Most of the fashions in hair and dress originate in those whose lives and age compel some artificial aid to attract attention. These foolish and freakish fashions are not for the young woman to adopt. Take the fashion of long trains, for example. The women of Paris seldom walk, they go about in automobiles or carriages. Now, sitting in these open conveyances it attracts attention to have a long folding train wrapped around the sitting figure and pulled up at the ankles to show a dainty slipper and silken hosiery. Don’t you see how ridiculous it is for a good young woman who has to walk to her daily work or school, to try to copy a fashion which is intended for an entirely different class of women? Yet, when trains were the fashion, you all did it.
You are doing about the same foolish thing now with your head. Head-gear—that is the best name for it—is intended for women whose age has depleted them of much hair or whose lives have been such that their hair has become dead through bleaching or other injurious processes—these women must repair the damage. Wigs are too evident, so these women buy the hair which once graced or disgraced some other women, and pile it up in freakish forms and call it the latest fashion. The American girl and young woman immediately follow “the fashion,” and then you ask me what to do for thin hair and dead tresses!
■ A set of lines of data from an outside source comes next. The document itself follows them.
PR #8091, opened 2022-01-27
feat(websub): Add failure limit on responding to hooks

searchableguy:
# Description

This adds a failure limit where if a hook had 3 non-successful failure to process event, we unsubscribe it.

# Checklist:

### DIFF
--- a/locksmith/src/websub/helpers.ts
+++ b/locksmith/src/websub/helpers.ts
@@ -3,6 +3,7 @@ import crypto from 'crypto'
 import fetch from 'cross-fetch'
 import { AbortController } from 'node-abort-controller'
 import { setTimeout, clearTimeout } from 'timers'
+import { Op } from 'sequelize'
 import { Hook, HookEvent } from '../models'
 import { logger } from '../logger'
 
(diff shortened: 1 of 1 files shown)


locksmith/src/websub/helpers.ts
```diff
@@ -70,10 +71,34 @@ export async function notifyHook(hook: Hook, body: unknown) {
...
+      limit: 3,
+    })
+
+    const checkBadHealth = previousHookEventsForCurrentHook.every(
+      (event) => event.state !== 'success'
+    )
+
+    // If three attempts were not successful, unsubscribe the hook and return the pending event
+    if (checkBadHealth) {
+      logger.warn(`Unsubscribing hook (${hook.id}) due to being unresponsive.`)
```
julien51, line 96: Ha no, we should not unsubscribe, just stop retrying. The expiration date will fix this.
It is important because if for some reason a subscriber is down for a few minutes at the time of a notification we don't want to assume they're down "for good". If we did this they would need to resubscribe to everything once they come back up and that would cause extra load.

julien51 (commented):
Let's not unsubscribe hooks arbitrarily. The expiration date will handle that garbage collection when someone is down for too long.

locksmith/src/websub/helpers.ts
searchableguy: okay!

julien51 (approved):

PR #8223, opened 2022-02-14
feat(unlock-app) formatting infinite durations

julien51:
# Description

Taking into account that we now have locks with infinite duration for keys!

# Checklist:

## Release Note Draft Snippet

Support for non expiring keys in the UI!


unlock-app/src/utils/durations.js
```diff
@@ -42,6 +42,10 @@ export function durations(seconds, intervals) {
  * @param {number} seconds
  */
 export function durationsAsTextFromSeconds(seconds) {
+  if (seconds < 1) {
+    // 0 or infinite return an empty string
+    return ''
+  }
```
searchableguy, line 48: This require changing existing test which is failing because we have one for 0.5 seconds.

packages/unlock-js/src/PublicLock/v7/getLock.js
```diff
@@ -16,7 +16,12 @@ export default async function (address, provider) {
   const attributes = {
     name: (x) => x,
     keyPrice: (x) => x,
-    expirationDuration: parseInt,
+    expirationDuration: (value) => {
+      if (utils.isInfiniteDuration(value)) {
+        return -1
+      }
+      return parseInt(value)
```
searchableguy, line 23: Would recommend explicitly adding the radix here in parseInt.

searchableguy (changes requested):

unlock-app/src/utils/durations.js
julien51: HA! Good point! Let me fix

PR #8249, opened 2022-02-18
feat(smart-contracts): multiple key purchases

### LINKED ISSUE #8100: Multiple purchase
Our locks currently only support purchasing one key at a time. 
We need to add support for the ability to purchase multiple keys at a time. We should still have the same mechanism where the buyer is the payer but of course they could/should set multiple recipient addresses.

The base use case is for conferences like EthCC who want to be able to offer the ability to people to purchase multiple keys at once for multiple attendees (like someone in the company buys keys for all of their team members).

clemsos:
# Description

Add support for purchasing multiple keys at once in a lock. 

This introduces a new api for the `purchase` function that now accepts arrays of recipients, referrers, and key managers as param.

# Issues

Fixes #8100 
Refs #

# Checklist:


smart-contracts/contracts/mixins/MixinPurchase.sol
```diff
@@ -57,94 +57,106 @@ contract MixinPurchase is
...
-      // emit missing unlock
-      emit UnlockCallFailed(address(this), address(unlockProtocol));
+      if(address(onKeyPurchaseHook) != address(0)) {
+        onKeyPurchaseHook.onKeyPurchase(
+          msg.sender, 
+          _recipient, 
+          _referrers[i], 
+          _data, 
+          inMemoryKeyPrice, 
+          0 // tokenAddress == address(0) ? _value : msg.value
```
clemsos, line 148: This is one I am unsure of so far. How is this intended to be used?

julien51:
cc @pscott =)

smart-contracts/contracts/mixins/MixinPurchase.sol
```diff
@@ -57,94 +57,106 @@ contract MixinPurchase is
   */
   function purchase(
     uint256 _value,
-    address _recipient,
-    address _referrer,
-    address _keyManager,
+    address[] memory _recipients,
+    address[] memory _referrers,
+    address[] memory _keyManagers,
     bytes calldata _data
```
julien51, line 63: Let's add that as an array as well please?

smart-contracts/contracts/mixins/MixinPurchase.sol
```diff
@@ -57,94 +57,106 @@ contract MixinPurchase is
   */
   function purchase(
     uint256 _value,
```
julien51, line 59: Let's move this in the array as well.

julien51 (commented):
@clemsos Let's really make it _exactly_ as if the `purchase` function was called n times.
The `value` could be different for each purchaser (different users might provide different tips)

smart-contracts/contracts/mixins/MixinPurchase.sol
```diff
@@ -57,94 +57,106 @@ contract MixinPurchase is
...
-        newTimeStamp = type(uint).max;
+    require(_recipients.length == _referrers.length, 'INVALID_REFERRERS_LENGTH');
+    require(_recipients.length == _keyManagers.length, 'INVALID_KEY_MANAGERS_LENGTH');
+
+    uint totalPriceToPay;
+
+    for (uint256 i = 0; i < _recipients.length; i++) {
+      // check recipient address
+      address _recipient = _recipients[i];
+      require(_recipient != address(0), 'INVALID_ADDRESS');
```
julien51, line 76: I actually think we could lift this requirement since the key manager could transfer that key anyway.

smart-contracts/contracts/mixins/MixinPurchase.sol
```diff
@@ -57,94 +57,106 @@ contract MixinPurchase is
...
+          address(0), // This is a creation.
+          _recipient,
+          idTo
+        );
+      } else if (toKey.expirationTimestamp > block.timestamp) {
+        // prevent re-purchase of a valid non-expiring key
+        require(toKey.expirationTimestamp != type(uint).max, 'A valid non-expiring key can not be purchased twice');
+
+        // This is an existing owner trying to extend their key
+        newTimeStamp = toKey.expirationTimestamp + expirationDuration;
```
julien51, line 111: I think we should check if `if(expirationDuration == type(uint).max) {` here too... if the duration was changed after thet previous purchase...

smart-contracts/contracts/mixins/MixinPurchase.sol
```diff
@@ -57,94 +57,106 @@ contract MixinPurchase is
...
+      }
 
-    
-    uint inMemoryKeyPrice = _purchasePriceFor(_recipient, _referrer, _data);
+      // price      
+      uint inMemoryKeyPrice = _purchasePriceFor(_recipient, _referrers[i], _data);
+      totalPriceToPay = totalPriceToPay + inMemoryKeyPrice;
+
+      // call Unlock contract to record GNP
+      try unlockProtocol.recordKeyPurchase(inMemoryKeyPrice, _referrers[i])
```
julien51, line 134: is that were we should check the gas limit too?

smart-contracts/contracts/mixins/MixinPurchase.sol
julien51: This is to show the actual price "submitted" by the user (either the `msg.value` or the `_value` for this specific purchase. (user can submit more than required...).

This is why it is important to also make sure the `_value` is in an array... The FE will build the `msg.value` to be the sum of all `_values`.

clemsos:
> @clemsos Let's really make it _exactly_ as if the `purchase` function was called n times. The `value` could be different for each purchaser (different users might provide different tips)

ok added `_values` as an array.

smart-contracts/contracts/mixins/MixinPurchase.sol
clemsos: the gas limit could be checked against a max number of purchases that can be made at once, so we check as `require(_recipients.length == 20, ''20_PURCHASES_MAX");`

julien51: No no i meant the attack vector identified during the audit :) where unlock is compromised but could not break the locks themselves.

smart-contracts/contracts/mixins/MixinPurchase.sol
clemsos: but what if the keyManager is invalid too?  

In practice, it is likely the same array will be passed for both recipients and keyManagers. If the mistake is in both then there are no ways to revert it and the key will be lost.

smart-contracts/contracts/mixins/MixinPurchase.sol
clemsos: oh you mean if the lock duration was set to infinite while the loop is executed. yep added

julien51 (approved):
Let's ship it!

clemsos:
ok tests are finally passing when capping the 1recordKeyPurchase` at 200k gas

PR #8259, opened 2022-02-22
chore(ci): refactor gh actions to use separate file for different envs

clemsos:
# Description

The current structure of gh actions workflows is confusing, and the use of the `workflow_run` condition makes it even more so. The current PR aims at simplifying things by splitting into 3 main files for pr, master and prod describing what should happen in each context.

# Issues

Fixes #
Refs #

# Checklist:


.github/workflows/master.yml
```diff
@@ -0,0 +1,33 @@
...
+on:
+  push:
+    branches:
+      - master
+
+jobs:
+  run-all-tests:
+    uses: ./.github/workflows/_tests.yml
+
+  deploy-locksmith-staging:
```
julien51, line 12: We should also deploy all netlify services, correct?

.github/workflows/production.yml
```diff
@@ -0,0 +1,33 @@
+name: "Production Branch"
+
+on:
+  push:
+    branches:
+      - production
+
+jobs:
+  run-all-tests:
+    uses: ./.github/workflows/_tests.yml
```
julien51, line 10: Same as above?

.github/workflows/pull-request.yml
```diff
@@ -0,0 +1,58 @@
...
+    needs: run-tests
+    uses: ./.github/workflows/_netlify.yml
+    with:
+      service: unlock-protocol-com
+      target-env: staging
+    secrets:
+      SITE_ID: ${{ secrets.UNLOCK_PROTOCOL_COM_NETLIFY_STAGING_AUTH_TOKEN }}
+      AUTH_TOKEN: ${{ secrets.UNLOCK_PROTOCOL_COM_NETLIFY_STAGING_AUTH_KEY }}
+  
+  # deploy-paywall-app
```
julien51, line 53: ha! let's make sure we have these :)

julien51 (commented):
ok I like this new approach. Do you want to add the tasks to deploy all front-ends too?

They should be pretty similar?

.github/workflows/master.yml
clemsos: yep, fixing the workflow for PRs first, then will add

.github/workflows/_netlify.yml
```diff
@@ -0,0 +1,99 @@
...
+      - name: Restore docker
+        run: .github/actions/docker-cache/restore.sh ${{ runner.temp }}/docker_cache/cache.tar
+      - name: "Export secrets to env"
+        id: filter_secrets
+        run: | 
+          SERVICE_NAME="${{ inputs.service }}"
+          UPCASE_SERVICE="${SERVICE_NAME^^}"
+          PREFIX="${UPCASE_SERVICE//-/_}_NETLIFY_${{ inputs.target-env }}"
+          PREFIX="${PREFIX^^}" # uppercase
+          echo "${PREFIX}"
```
julien51, line 90: 🧹

julien51 (approved):
Still looks good

.github/workflows/_netlify.yml
```diff
@@ -0,0 +1,97 @@
...
+      SITE_ID:
+        required: true
+      AUTH_TOKEN:
+        required: true
+      # unlock-app only
+      BASE64_WEDLOCKS_PUBLIC_KEY:
+        required: false
+      STRIPE_KEY:
+        required: false
+      UNLOCK_GA_ID:
```
clemsos, line 30: do we need to keep that as an env var?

Now, if you keep up this heathenish fashion of ruining your own beautiful hair, many of you will not only have thin hair, but become BALDHEADED. False hair, such as “puffs,” “rats,” frames, pads, “transformations,” “pin curls” and “mouse-traps,” will do the trick for you. Even the artificial means used to puff out the natural hair will ultimately injure it—injure it beyond repair.
All the false hair with the appliances to keep it in shape, press on the scalp and impede the circulation of the blood, and the part of the scalp it should supply will wither and lose all life. The result of any pressure on the blood vessels of the scalp is that the roots of the hair become impoverished, and in time the hair gets so thin and weak that it drops out.
Very little, if any, air can get to the scalp when you are “following the fashion,” which is just now in vogue. Stop this injurious and ridiculous wearing of false puffs, pads, and especially “transformations.”
I have seen schoolgirls and typists with enough rigging of false hair and rusty wires upon their heads to give a strong man a constant headache and make him bald in a month. Your hair also falls out rapidly and constantly, but as you are blessed at the start with more luxuriant and more active growth in the scalp, it takes longer for the injury to show. But it is only a matter of time, not effect.
Then there is another matter which you do not fully realize—all good and worthy men detest this ill-smelling and dead hair you pile upon your heads. You lose all your fresh appearance, all the looks of a maiden, all the proofs of innocence. Your complexion takes on the hue of the dead hair, and when the fashion passes you can never get back the shining, luxuriant tresses men so dearly admire. Men and youths may not have told you these truths, but way down in their hearts they will pick a girl for a wife or sweetheart who has not the smell of a dead Chinaman, or whose hair has been the abiding place for an old “mouse-trap” and left the mousy odors.